His bar will focus on dark brown American liquor.

“We are going to have obscure whiskey, bourbon, rye and scotch,” Bush said. “Anything I can find that I haven’t seen before, I am buying.”

But Bush said he hasn’t forgotten about beer: Pork Slope will have 25 beers on tap, even more in cans (PBR, Black Label, Milwaukee’s Best, National Bohemian) and bottles. They will offer a shot of whiskey and a Pabst Blue Ribbon for $5 and other deal incentives to drink.

“I am personally bringing back the pitcher,” Bush said, who lives above Pork Slope on Fifth Avenue and has installed a tap in his apartment’s kitchen with a beer line that runs from the kegs in the basement of his soon-to-be saloon.

They will also have five unique cocktails, one of which will be a Bloody Mary, but will be made with scotch instead of vodka. 

Bush said they are not trying to compete with nearby bars like the High Dive, but rather create a bigger nightlife.

“This block is getting cooler and cooler and we’re going to be here because we think it’s missing a place like Pork Slope,” Bush explained, who worked at the bar Niagara in Manhattan for 13 years.

Although it will be a bar, it is also going to have food. And, the food will be made by no one else except Dale Talde.

“We’re doing some barbeque, ribs, pulled pork, brisket and smoked meats,” Dale Talde said, who is the chef at, well, Talde on Seventh Avenue. He also added that he will serve chicken wings, a griddle burger, artisanal American hams that “eat like prosciutto,” biscuits, cornbread, Chicago-style hotdogs (pulling inspiration from his hometown) and chili.

But, he is most excited about his tater tots that will be cooked in pork fat.

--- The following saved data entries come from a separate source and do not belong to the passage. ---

PR #4868, opened 2023-08-14
WAITP-1210 Navigation: Entity navigation via search

WDuncker:
### Changes:

- Updated searchResults.tsx in tupaia-web to use qualified_name instead of name as this will show the ancestor entities as well as the target entity when searching.

### DIFF
--- a/packages/tupaia-web/src/features/EntitySearch/SearchResults.tsx
+++ b/packages/tupaia-web/src/features/EntitySearch/SearchResults.tsx
@@ -105,7 +105,7 @@ export const SearchResults = ({ searchValue, onClose }: SearchResultsProps) => {
   return (
     <Container>
       <ScrollBody>
-        {searchResults.map(({ code, qualified_name }) => {
+        {searchResults.map(({ code, qualifiedName }) => {
           return (
             <ResultLink
               button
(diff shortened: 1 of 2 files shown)


packages/tupaia-web/src/features/EntitySearch/SearchResults.tsx
```diff
@@ -105,15 +105,15 @@ export const SearchResults = ({ searchValue, onClose }: SearchResultsProps) => {
...
+        {searchResults.map(({ code, qualified_name }) => {
           return (
             <ResultLink
               button
               key={code}
               onClick={onClose}
               to={{ ...location, pathname: `/${projectCode}/${code}` }}
             >
-              {name}
+              {qualified_name}
```
tcaiger, line 116: ah yes this makes sense - this was added by Ethan in there server and we never updated the frontend. good find! This is a super pedantic request but might as well get it to be consistent. We have a convention of snake case on the server and camel case on the front end and Ethan was supposed to do the conversion in the server but could you add that.

To do so you need add use something called `camelcaseKeys` in the return line of `EntitySearchRoute.ts` in tupaia-web-server, which will do the conversion. See `EntityAncestorsRoute.ts` as an example of the same thing. 

Then you will need to update this to camel case. eg. `qualifiedName`

tcaiger (changes requested):
Looks good. Just a small requested change - thanks

tcaiger (approved):
perfecto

“I made tater tots the other night at Talde in a wok and all the employees were hovering over me,” Talde said, who has most of his culinary experience in . “They were plucking them out of the wok while they were piping hot, they could not wait. They smelled too good.” 

He said that he used to eat tater tots every day at lunch while in school as a kid, but that is not the only reason he will be cooking them. The reason is a little more primal than nostalgia.

“After tasting f@#$ing lo mein noodles for 13 hours, this is the food I crave,” Talde said, explaining that Pork Slope will be the trio’s drink and food refuge after they leave Talde. “The last thing I want to eat are noodles.”

With a southern-style menu and a down-home aesthetic, Pork Slope will have a roadhouse atmosphere. There will be no table service, Massoni explained, who will be the front-of-the-house manager. When patrons get hungry, Massoni said, it’s up to them to order something.

“This is a bar, a bar, a bar,” Massoni said, stressing that they will not have waiters or table service. “When you get hungry you order from the bar.”

They will have delivery and takeout seven days a week, serve food until 2 a.m. and be open until 4 a.m.

On Saturday and Sunday there will be no “brunch,” the trio said. It’ll just be called “open,” Massoni said.

Talde will cook “Mexican hangover food” like a breakfast burrito and will also serve scrapple, egg and cheese sandwiches, an inspiration from Massoni’s childhood in Maryland.

“We will not be serving bull$@t eggs benedict or pancakes,” Talde explained.

But, most importantly for the guys, they want to have fun in a place they are building for themselves and the community.

“We aren’t taking ourselves too seriously, we are creating a bar that will be a fun place to be. It’s going to be a little quirky, it’s going to be a little campy,” Bush said. “But it’s going to be cool.”